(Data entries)
Start of Block

PR #3023, opened 2023-10-26
fix scip results processing

michaelbynum:
### Summary

With SCIP 8.0.3, the results processing is currently broken:

```
import ampl_module_scip
import os
os.environ['PATH'] = os.pathsep.join([ampl_module_scip.bin_dir, os.environ['PATH']])
import pyomo.environ as pyo


m = pyo.ConcreteModel()
m.x = pyo.Var(domain=pyo.Integers)
m.objective = pyo.Objective( expr= m.x)
m.con = pyo.Constraint(expr= m.x >= 1)

opt = pyo.SolverFactory('scip')
results = opt.solve(m, tee=True)
```

Outputs:

```
WARNING: No dual information available when presolving was performed.
WARNING: Unexpected SCIP solver message: SCIP 8.0.3\x3a optimal solution;
objective 1; 0 simplex iterations; 0 branching nodes
  File "/Users/.../pyomo_with_scip.py", line 13, in <module>
    results = opt.solve(m, tee=True)
              ^^^^^^^^^^^^^^^^^^^^^^
  File "/Users/.../pyomo/pyomo/opt/base/solvers.py", line 661, in solve
    _model.solutions.load_from(
  File "/Users/.../pyomo/pyomo/core/base/PyomoModel.py", line 230, in load_from
    raise ValueError(
ValueError: Cannot load a SolverResults object with bad status: unknown
```

To correct this, I changed the bit of code that parses the solver message to be more flexible by checking if specific strings are in the message instead of checking if they are equal. In this case, Pyomo is looking for "optimal solution found", but the message is just "optimal solution". 

The other problem is the SCIP log is parsed to get the primal bound. However, the log parsing does not work properly if SCIP solves the problem in the preprocessing phase. To fix this, I added a try/except and simply leave the primal bound empty if the log is not parsed correctly.

### Legal Acknowledgement


pyomo/solvers/plugins/solvers/SCIPAMPL.py
```diff
@@ -288,115 +288,118 @@ def _postsolve(self):
...
-            if results.problem.sense == ProblemSense.minimize:
-                results.problem.lower_bound = results.solver.primal_bound
-            else:
-                results.problem.upper_bound = results.solver.primal_bound
+            try:
+                if results.problem.sense == ProblemSense.minimize:
+                    results.problem.lower_bound = results.solver.primal_bound
+                else:
+                    results.problem.upper_bound = results.solver.primal_bound
+            except AttributeError:
```
blnicho, line 381: @michaelbynum would you mind adding a short comment here explaining why this is needed or when you would end up here? Is this from a difference in solver versions?

michaelbynum: Done. Sorry - I was in a hurry yesterday.

michaelbynum: Sorry, I only added comments to the PR. Now, I've added comments to the code.

mrmundt:
@michaelbynum - Jenkins failures are not related. Our build environment was the problem. I have fixed it and flagged this for re-test.

blnicho (approved):

PR #3026, opened 2023-10-28
Fix exception due to interaction among Gurobi, Pint, Dask, and Threading

jsiirola:
## Summary/Motivation:
This PR fixes a bizarre interaction among GurobiPy, Pint, and Dask: When the python interpreter is exiting, gurobipy can interrogate objects looking at their `__class__` attribute.  If it hits the `_DeferredUnitsSingleton`, then it can trigger `pint` to be imported.  If `dask` is also installed, `pint` will import it, which in turn sets up threading.  Unfortunately, setting up threading registers an `atexit` callback, generating a `RuntimeError` (because the interpreter is shutting down).  This PR adds special handling to prevent importing `pint` in this situation, thereby avoiding the RuntimeError.

- Do not have `__class__` lookup on `_DeferredUnitsSingleton` trigger `pint` import

### Legal Acknowledgement

### DIFF
--- a/pyomo/core/base/units_container.py
+++ b/pyomo/core/base/units_container.py
@@ -1514,6 +1514,19 @@ class _DeferredUnitsSingleton(PyomoUnitsContainer):
         # present, at which point this instance __class__ will fall back
         # to PyomoUnitsContainer (where this method is not declared, OR
         # pint is not available and an ImportError will be raised.
+        #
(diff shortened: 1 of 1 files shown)


mrmundt (approved):
This is the _weirdest_ interaction.

michaelbynum:
Wow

End of Block

### What this task involves
Word for word, write out each of the records above.

### Exercise solution
PR #3023, opened 2023-10-26
fix scip results processing

michaelbynum:
### Summary

With SCIP 8.0.3, the results processing is currently broken:

```
import ampl_module_scip
import os
os.environ['PATH'] = os.pathsep.join([ampl_module_scip.bin_dir, os.environ['PATH']])
import pyomo.environ as pyo


m = pyo.ConcreteModel()
m.x = pyo.Var(domain=pyo.Integers)
m.objective = pyo.Objective( expr= m.x)
m.con = pyo.Constraint(expr= m.x >= 1)

opt = pyo.SolverFactory('scip')
results = opt.solve(m, tee=True)
```

Outputs:

```
WARNING: No dual information available when presolving was performed.
WARNING: Unexpected SCIP solver message: SCIP 8.0.3\x3a optimal solution;
objective 1; 0 simplex iterations; 0 branching nodes
  File "/Users/.../pyomo_with_scip.py", line 13, in <module>
    results = opt.solve(m, tee=True)
              ^^^^^^^^^^^^^^^^^^^^^^
  File "/Users/.../pyomo/pyomo/opt/base/solvers.py", line 661, in solve
    _model.solutions.load_from(
  File "/Users/.../pyomo/pyomo/core/base/PyomoModel.py", line 230, in load_from
    raise ValueError(
ValueError: Cannot load a SolverResults object with bad status: unknown
```

To correct this, I changed the bit of code that parses the solver message to be more flexible by checking if specific strings are in the message instead of checking if they are equal. In this case, Pyomo is looking for "optimal solution found", but the message is just "optimal solution". 

The other problem is the SCIP log is parsed to get the primal bound. However, the log parsing does not work properly if SCIP solves the problem in the preprocessing phase. To fix this, I added a try/except and simply leave the primal bound empty if the log is not parsed correctly.

### Legal Acknowledgement


pyomo/solvers/plugins/solvers/SCIPAMPL.py
```diff
@@ -288,115 +288,118 @@ def _postsolve(self):
...
-            if results.problem.sense == ProblemSense.minimize:
-                results.problem.lower_bound = results.solver.primal_bound
-            else:
-                results.problem.upper_bound = results.solver.primal_bound
+            try:
+                if results.problem.sense == ProblemSense.minimize:
+                    results.problem.lower_bound = results.solver.primal_bound
+                else:
+                    results.problem.upper_bound = results.solver.primal_bound
+            except AttributeError:
```
blnicho, line 381: @michaelbynum would you mind adding a short comment here explaining why this is needed or when you would end up here? Is this from a difference in solver versions?

michaelbynum: Done. Sorry - I was in a hurry yesterday.

michaelbynum: Sorry, I only added comments to the PR. Now, I've added comments to the code.

mrmundt:
@michaelbynum - Jenkins failures are not related. Our build environment was the problem. I have fixed it and flagged this for re-test.

blnicho (approved):

PR #3026, opened 2023-10-28
Fix exception due to interaction among Gurobi, Pint, Dask, and Threading

jsiirola:
## Summary/Motivation:
This PR fixes a bizarre interaction among GurobiPy, Pint, and Dask: When the python interpreter is exiting, gurobipy can interrogate objects looking at their `__class__` attribute.  If it hits the `_DeferredUnitsSingleton`, then it can trigger `pint` to be imported.  If `dask` is also installed, `pint` will import it, which in turn sets up threading.  Unfortunately, setting up threading registers an `atexit` callback, generating a `RuntimeError` (because the interpreter is shutting down).  This PR adds special handling to prevent importing `pint` in this situation, thereby avoiding the RuntimeError.

- Do not have `__class__` lookup on `_DeferredUnitsSingleton` trigger `pint` import

### Legal Acknowledgement

### DIFF
--- a/pyomo/core/base/units_container.py
+++ b/pyomo/core/base/units_container.py
@@ -1514,6 +1514,19 @@ class _DeferredUnitsSingleton(PyomoUnitsContainer):
         # present, at which point this instance __class__ will fall back
         # to PyomoUnitsContainer (where this method is not declared, OR
         # pint is not available and an ImportError will be raised.
+        #
(diff shortened: 1 of 1 files shown)


mrmundt (approved):
This is the _weirdest_ interaction.

michaelbynum:
Wow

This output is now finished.